In the field of database design, normalization is an important topic that many people don’t give much, if any, consideration. Chances are, if you have designed a database, you have probably been more concerned with how everything makes sense to you. This article is not a lecture on normalization, but more of a comparison of when to use normalization (more specifically 3NF) and when to model dimensionally. Both options have their advantages and disadvantages in different situations.
Basic Overview of Normalization and Dimensional Modeling
To better understand third normal form (3NF), let’s take a brief look at the basics of first and second normal forms as well. Normalization is the removal of redundant data and separation of attributes into organized tables. Let’s take a database that is devoid of all normalization. Think of it as one large spreadsheet. There is potentially a lot of redundant data and it’s not very organized. You may even find fields containing more than one value and groups of repeating information.
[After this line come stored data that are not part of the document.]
PR #306, opened 2023-11-06
Using PS classes for GitHub-related objects (PRs and issues) in work item validation

mazhelez:


build/scripts/GitHub/GitHubIssue.class.psm1
```diff
@@ -0,0 +1,48 @@
...
+    $Repository
+    $Issue
+
+    #Constructor
+    hidden GitHubIssue([int] $IssueId, [string] $Repository) {
+        $this.IssueId = $IssueId
+        $this.Repository = $Repository
+
+        $gitHubIssue = gh api "/repos/$Repository/issues/$IssueId" -H ([GitHubAPI]::AcceptJsonHeader) -H ([GitHubAPI]::GitHubAPIHeader)| ConvertFrom-Json
+        if (-not $gitHubIssue) {
```
mazhelez: This does not work as `$gitHubIssue` is still an object when the issue is not found.

.github/workflows/WorkitemValidation.yaml
```diff
@@ -1,6 +1,7 @@
 name: Work Item Validation
 on:
   pull_request_target:
+    types: [opened, synchronize, reopened, edited]
```
mazhelez, line 4: Limit target branches

build/scripts/PullRequestValidation/ValidateIssuesForPullRequest.ps1
```diff
@@ -0,0 +1,64 @@
...
+
+    $issue = [GitHubIssue]::Get($issueId, $this.Repository)
+
+    if ($issue) {
+
+        Write-Host "Issue $issueId found: $(ConvertTo-Json $issue))"
+
+        $Comment = "Issue $($issue.html_url) is not approved. Please make sure the issue is approved before continuing with the pull request"
+        if (-not $issue.IsApproved()) {
+            $this.PullRequest.AddComment($Comment)
```
mazhelez: There is no $this` here.

build/scripts/PullRequestValidation/ValidateIssuesForPullRequest.ps1
```diff
@@ -0,0 +1,64 @@
...
+
+            Write-Warning "::Warning:: $Comment"
```
mazhelez: Workflow should fail here.

.github/workflows/WorkitemValidation.yaml
```diff
@@ -1,6 +1,8 @@
...
+    branches: [main]
```
aholstrup1, line 5:
```suggestion
    branches: [main, releases/*]
```

build/scripts/PullRequestValidation/ValidateIssuesForPullRequest.ps1
```diff
@@ -0,0 +1,47 @@
...
+    )
+
+# Set error action
+$ErrorActionPreference = "Stop"
+
+Write-Host "Validating PR $PullRequestNumber"
+
+$pullRequest = [GitHubPullRequest]::Get($PullRequestNumber, $Repository)
+$prDescription = $pullRequest.GetBody()
+$issuesStartingPoint = "Fixes #"
```
aholstrup1: Fixes is only one of the keywords you can use (https://docs.github.com/en/issues/tracking-your-work-with-issues/linking-a-pull-request-to-an-issue#linking-a-pull-request-to-an-issue-using-a-keyword). Why not set issuesStartingPoint to be "# Work Items"?  

E.g. 
$workItemsStartingIndex = $description.IndexOf("# Work Item(s)")

build/scripts/PullRequestValidation/ValidateIssuesForPullRequest.ps1
```diff
@@ -0,0 +1,47 @@
...
+
+$issueStartingIndex = -1
+if($prDescription) {
```
aholstrup1: Consider doing the opposite check earlier on. `if (-not $prDescription) { throw "" }`. Then you don't need to set $issueStartingIndex = -1. IndexOf will return -1 anyway if it doesn't find anything.

build/scripts/PullRequestValidation/ValidateIssuesForPullRequest.ps1
```diff
@@ -0,0 +1,47 @@
...
+
+foreach ($issueId in $issueIds) {
+    Write-Host "Validating issue $issueId"
+    $issue = [GitHubIssue]::Get($issueId, $Repository)
+
+    $Comment = "Issue $($issue.html_url) is not approved. Please make sure the issue is approved before continuing with the pull request."
+    if (-not $issue.IsApproved()) {
+        $pullRequest.AddComment($Comment)
+
+        throw "$Comment"
```
aholstrup1: Bit of an edge case.. But would it make sense to let the foreach loop keep running and throw at the end? That way we can create a comment for all non-approved issues in case there are multiple

build/scripts/GitHub/GitHubPullRequest.class.psm1
```diff
@@ -0,0 +1,68 @@
...
+
+    [string] GetBody() {
+        return $this.PullRequest.body
+    }
+
+    <#
+        Removes a comment from the pull request if it exists.
+    #>
+    RemoveComment($Message) {
+        $existingComments = gh api "/repos/$($this.Repository)/issues/$($this.PRNumber)/comments" -H $this.AcceptJsonHeader -H $this.GitHubAPIHeader  | ConvertFrom-Json
```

In first normal form (1NF), you start to eliminate some of the redundancy. Row and column fields only have one value, and the main table is broken down into smaller, more organized tables.
In second normal form (2NF), data is that is not fully dependant on the primary key is moved into another table. This organizes similar data just a little bit more.
In third normal form (3NF), data that is not dependant on the primary key is moved into another table. This is usually the highest form of normalization you will work with, even though normalization goes all the way up seventh normal form.
In dimensional modeling, data is split into fact tables and dimension tables. The dimension tables store data that gives information about the data in the fact tables. For example, let’s say you have a database that contains product information, customer information, and customer transactions. The fact table might contain information on the customer transactions (quantity ordered, total cost, etc.) and the dimension tables would contain information about the customers, such as address, contact info, etc.
When to Normalize
A normalized database is ideal for situations in which data is being written and updated frequently, such as websites and OLTP applications. Let’s say a customer is maintaining an online account of some sort. If he makes changes to his street address, then there is only one field in the database that needs to be written to. That decreases the time needed for writing to the database and decreases the chances of inconsistent data. Just think if a system like that was set up on a dimensional model, and a customer’s address was stored in more than one location. If the data wasn’t maintained correctly, a customer could have more than one address on file as their current address. A marketing department would then have problems sending mail to this customer. A normalized database also increases data security. Again, this goes back to data being stored in one location as opposed to multiple places. The only real disadvantage to a normalized database is the decrease in database performance. This is caused by the amount of joins required when retrieving data from the database.
When you are working with a data warehouse or OLAP environment, then you would definitely want to denormalize. Data warehouses and OLAP environments are used to store historical data for reporting and analysis purposes. The database performance is generally better since there are not as many joins required when retrieving data. In many cases, there would also be less indexes as opposed to a normalized database, thus, saving on storage space. However, due to the increase of data redundancy, the data going into the database must be carefully controlled. Because of this, data modification is usually slower than a normalized database. If you have a field that is stored in three different places, you would have to make sure that all three of those values are updated.
Star and Snowflake Schemas
In a data warehouse, if you take a denormalized approach, you will use a star schema. A star schema is the simplest form of data warehouse schema. It consists of one or two fact tables and multiple dimension tables as mentioned above. In a star schema, the fact tables have a compound primary key, and the dimension tables contain a simple primary key. The diagram below demonstrates the idea behind fact and dimension tables.
A snowflake schema is more complex than the star schema. In a snowflake schema, normalization is introduced in the dimension tables. This causes a need for more foreign key joins and, thus, could potentially increase data retrieval times. The following diagram shows a basic snowflake schema. Notice the added levels to the dimension tables.
In either scenario, when designing a database, you must always keep the end users’ needs in mind. What kind of data will it store? What will the end users do with it? In the end you will hopefully end up with a database that is optimal for its intended use.